Another way to make the point is that Joyce’s argument for the sets-of-measures model of credal imprecision, if taken seriously, implies that the only rational starting point of learning for a new lifeform is the set of all probability measures. But my current credence state could not possibly have resulted by starting with the set of all probability measures, and pointwise conditioning this set on my total evidence. This set contains too many bizarre measures (for example, for each possible world w it includes a measure that assigns probability 1 to \(\{w\}\), so that no non-trivial conditionalization is possible). This observation is closely related to something that psychologists, statisticians, and machine learning researchers have been reminding us for many years: assumption-free learning is simply not possible (e.g., Wolpert 1996). In the probabilistic case, this means that we have no choice but to start the learning process with a non-trivial prior distribution. The need for inductive biases to get learning off the ground holds equally for other formats for knowledge representation and learning, though. A recent machine learning text states the problem pithily: “one cannot learn rules that generalize to unseen examples without making assumptions about the mechanism generating the data” (Simeone 2017, p. 12). This is, of course, just Hume’s problem of induction in another guise. The key question is whether it is better to adopt a purist model that implies that rational belief is practically impossible, or a pragmatic model that allows us to make some assumptions—perhaps not uniquely justified—to allow learning to proceed. I will return to this issue briefly in Sect. 6 below, when discussing the objection to single-measure models from the lack of uniquely justified priors.Footnote 7

My preferred response is to reject sets of probability measures as a model of individual credence. To plump for this option, let me point out the key technical difference between our single-measure and sets-of-measures models of the coin with unknown bias: whether we placed a probability distribution on top of the set of credence functions in \({\mathbb {P}}_0\). Sets-of-measures models decline to assign probabilities to the elements of \({\mathbb {P}}_0\), leaving it as an unstructured set, or a “flat” representation of the set of candidate data-generating models. If we did put a distribution on \({\mathbb {P}}_0\), we would end up with a single-measure model with a hierarchical structure, as I will describe in the next section. In this case, many kinds of (hyper-)priors on \({\mathbb {P}}_0\) would yield plausible results with ordinary conditioning. We can see why this small change makes a difference if we break down conditioning using Bayes’ rule. With a distribution on the measures in \({\mathbb {P}}_0\), the posterior probability of each \(P \in {\mathbb {P}}_0\) would be proportional to the product of the prior and the likelihood, where the latter is the probability that we would have observed the data if P were the true distribution. Conditioning re-ranks credence functions to take into account such facts—e.g., that 150/300 heads is moderately likely under a \({\text {Beta}}(160,200)\) distribution, and astronomically unlikely under a \({\text {Beta}}(150.1, 10^{14})\) distribution. In contrast, sets-of-measures models do not represent information about the relative plausibility of the measures in the representor (a prior), and update by pointwise conditioning does not take into account how well the measures in \({\mathbb {P}}_0\) fare in the goal of predicting the data (a likelihood term). This is why sets-of-measures models fare so poorly when confronted with simple examples of inductive learning.

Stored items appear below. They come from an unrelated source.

PR #3666, opened 2020-12-05
Add support for @Validated groups

### LINKED ISSUE #2307: Conditional @Validated annotation is ignored
Please take the time to search the repository, if your question has already been asked or answered.

- [ ] What version of the library are you using? Is it the latest version? The latest released version is [ Download ](https://bintray.com/springfox/maven-repo/springfox/_latestVersion)

What kind of issue is this?
 - [ ] @Validated annotation from **org.springframework.validation.annotation** is ignored by the doc generation of swagger.
 - [ ] I'm using the **springfox-bean-validators** plugin to get **@NotNull** annotation constraints up in swagger documentation. However, those annotations from JSR-303 do work in conjunction with **@Validated** annotation from **org.springframework.validation.annotation** package to apply conditional validation constraints on the same model e.g.

In Model class (Entity.java):
```
@NotNull(message = "Field cannot be null", groups = {ConditionalValidation.class})
private String someField;
```
In Controller class:
`public void createEntity( @Validated(ConditionalValidation.class) @RequestBody Entity someEntity) {}`

- As of now, _someField_ is always showing as required in the swagger documentation no matter if the conditional group is applied or not.
- I want to see in Swagger _someField_ as required but only for the API _createEntity_ and as optional for any other API that does apply the **@Validate** without the **ConditionalValidation.class**.

meisten:
**What's this PR do/fix?**

This PR fixes #2307

1. Add support for `@Validated` groups
Supported annotations:
- `@NotNull` and `@NotNull.List`
- `@Pattern` and `@Pattern.List`
- `@DecimalMin`/`@DecimalMax` and `@DecimalMin.List`/`@DecimalMax.List`
- `@Null` and `@Null.List`
- `@Min`/`@Max` and `@Min.List`/`@Max.List`
- `@NotBlank` and `@NotBlank.List`
- `@Size` and `@Size.List`

2. `@Validated` can be applied for parameter (request model) and method (response model).

**Are there unit tests? If not how should this be manually tested?**
There are no tests at this time. I added a [demonstration project][1] with modified libraries and [the resulting schema][2] from the /v3/api.

[1]: https://github.com/meose/springfox-validation-example
[2]: https://github.com/meose/springfox-validation-example/blob/master/src/main/java/springfox/validation/example/output.json

### DIFF
--- a/springfox-bean-validators/src/main/java/springfox/bean/validators/plugins/Validators.java
+++ b/springfox-bean-validators/src/main/java/springfox/bean/validators/plugins/Validators.java
@@ -119,12 +119,11 @@ public class Validators {
     }
 
     Set<Class<?>> validatedGroupsClasses = getGroupClasses(validatedGroups.stream().map(ResolvedType::getErasedType));
-    Set<Class<?>> constraintGroupClasses = getGroupClasses(Stream.of(groupsConstraint));
+    Set<Class<?>> constraintGroupClasses = Stream.of(groupsConstraint).collect(Collectors.toSet());
 
-    // Case #2: Validated groups contains Default.class
-    // Constrain groups contains Default.class
-    if (validatedGroupsClasses.contains(Default.class)) {
-      return constraintGroupClasses.isEmpty() || constraintGroupClasses.contains(Default.class);
+    // Case #2: constraintGroupClasses is empty
+    if (constraintGroupClasses.isEmpty()) {
+      constraintGroupClasses.add(Default.class);
     }
 
     // Case #3: Validated groups does not contain Default.class
@@ -133,16 +132,18 @@ public class Validators {
   }
 
   private static Set<Class<?>> getGroupClasses(Stream<Class<?>> stream) {
-    return stream.flatMap(i -> getSuperClasses(i).stream()).collect(Collectors.toSet());
+    return stream.flatMap(i -> getAllInterfaces(i).stream()).collect(Collectors.toSet());
   }
 
-  public static Set<Class<?>> getSuperClasses(Class<?> c) {
-    Set<Class<?>> classSet = new HashSet<>();
-    classSet.add(c);
-    for (Class<?> superclass = c; superclass != null; c = superclass) {
-      classSet.add(superclass);
-      superclass = c.getSuperclass();
+  public static Set<Class<?>> getAllInterfaces(Class<?> c) {
+    Set<Class<?>> set = new HashSet<>();
+    if (!c.isInterface()) {
+      return set;
     }
-    return classSet;
+    set.add(c);
+    for (Class<?> superInterfaces : c.getInterfaces()) {
+      set.addAll(getAllInterfaces(superInterfaces));
+    }
+    return set;
   }
 }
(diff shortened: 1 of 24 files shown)


meose:
[Demonstration project][1] with modified libraries and [the resulting schema][2] from the /v3/api.

[1]: https://github.com/meose/springfox-validation-example
[2]: https://github.com/meose/springfox-validation-example/blob/master/src/main/java/springfox/validation/example/output.json

springfox-bean-validators/src/main/java/springfox/bean/validators/plugins/Validators.java
```diff
@@ -133,16 +132,18 @@ public static boolean annotationMustBeApplied(ModelPropertyContext context, Clas
   }
```
meose, line 132: ### Third condition (or `Case #3`) - 130 line

The system determines the intersection between two sets — annotation groups `@Valid` (equivalent to `@Validated(groups=Default.class)`) or `@Validated(groups=...)` and annotation groups constraints.

If an intersection exists, then the constraint annotation must be applied to this model.

springfox-bean-validators/src/main/java/springfox/bean/validators/plugins/Validators.java
```diff
@@ -119,12 +119,11 @@ public static boolean annotationMustBeApplied(ModelPropertyContext context, Clas
...
+    Set<Class<?>> constraintGroupClasses = Stream.of(groupsConstraint).collect(Collectors.toSet());
 
-    // Case #2: Validated groups contains Default.class
-    // Constrain groups contains Default.class
-    if (validatedGroupsClasses.contains(Default.class)) {
-      return constraintGroupClasses.isEmpty() || constraintGroupClasses.contains(Default.class);
+    // Case #2: constraintGroupClasses is empty
+    if (constraintGroupClasses.isEmpty()) {
+      constraintGroupClasses.add(Default.class);
     }
```
meose, line 127: ### Second condition (or `Case #2`) - 124 line
If the constraint annotation (such as `@NotNull`) does not contain a group, this case is the same as using the default group (`Default.class`).

springfox-bean-validators/src/main/java/springfox/bean/validators/plugins/Validators.java
```diff
@@ -119,12 +119,11 @@ public static boolean annotationMustBeApplied(ModelPropertyContext context, Clas
...
```
meose, line 119: ### First condition (or `Case #1`) - 114 line
If model does not have `@Valid` or `@Validated` annotation, the system should not enforce annotation constraints for this model. I think there must be some flag indicating how the system should do in this situation. Currently, the presence of annotations `@Valid` or `@Validated` does not affect the applicability of restrictions.

springfox-bean-validators/src/main/java/springfox/bean/validators/plugins/Validators.java
meose, line 127: ### Second condition (or `Case #2`) - 124 line
If the constraint annotation (such as `@NotNull`) does not contain a group, this case is the same as using the default group (`Default.class`).

springfox-bean-validators/src/main/java/springfox/bean/validators/plugins/Validators.java
meose, line 132: ### Third condition (or `Case #3`) - 130 line

The system determines the intersection between two sets — annotation groups `@Valid` (equivalent to `@Validated(groups=Default.class)`) or `@Validated(groups=...)` and annotation groups constraints.

If an intersection exists, then the constraint annotation must be applied to this model.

In order to extract a plausible treatment of learning from information given by a set of probability measures, we need to put a distribution on the measures themselves so that we can (a) apply ordinary conditioning, and so (b) take into account each measure’s ability to account for the data when reassessing its plausibility in light of evidence. In other words, we need a prior on our priors, which is the basic idea of hierarchical models.

4 Credal imprecision: a hierarchical model

This is, to be sure, a roundabout way of getting to a simple objection. We just don’t need sets of measures to represent the difference between credal precision and imprecision—between clear, definite probability assignments and assignments made on the basis of weak and partial information. Arguments against single-measure models based on a supposed failure to represent this distinction are misdirected, because the distinction has an illuminating treatment with a well-developed and strongly motivated class of single-measure models—those with an explicit hierarchical structure.

Recall Joyce’s (2010, p. 285) objection to precise models quoted above: in a situation of ignorance, it is not justifiable for you to have “extremely definite beliefs ...and very specific inductive policies”, because “the evidence comes nowhere close to warranting such beliefs and policies”. Already in the coin-bias example, though, this objection is partly misplaced.Footnote 8 If your prior on the bias parameter \(\pi\) is a \({\text {Beta}}(1,1)\) distribution—see again Fig. 1, left panel—your belief is anything but definite. It is true that \(\pi\) has a precise expected value 0.5, and also that your marginal belief about \(P({\mathbf{heads}})\) is therefore 0.5. However, you are extremely uncertain about both of these beliefs: depending on what evidence you receive, you could come to a very definite conclusion that \(\pi\) and \(P({\mathbf{heads}})\) are both 0, both 1, or anywhere in between. For example, after observing 0/300 heads, your posterior distribution on \(\pi\) would be \({\text {Beta}}(1,301)\), with \(P({\mathbf{heads}})\) indistinguishable from 0. This would be an “extremely definite” opinion, with very low variance on the estimate of \(\pi\)—and a definite opinion that is justified by the evidence. Similarly, after seeing 150/300 heads, you have a fairly definite opinion that \(\pi\) and \(P({\mathbf{heads}})\) are close to 0.5 (Fig. 1, right). Even though the summary estimate \(P({\mathbf{heads}}) = 0.5\) (Fig. 1, dashed line) does not change from prior to posterior when you observe 150/300 heads, the transition from the information state described by the left of Fig. 1 to the one on the right clearly represents a significant change in your beliefs about \(P({\mathbf{heads}})\).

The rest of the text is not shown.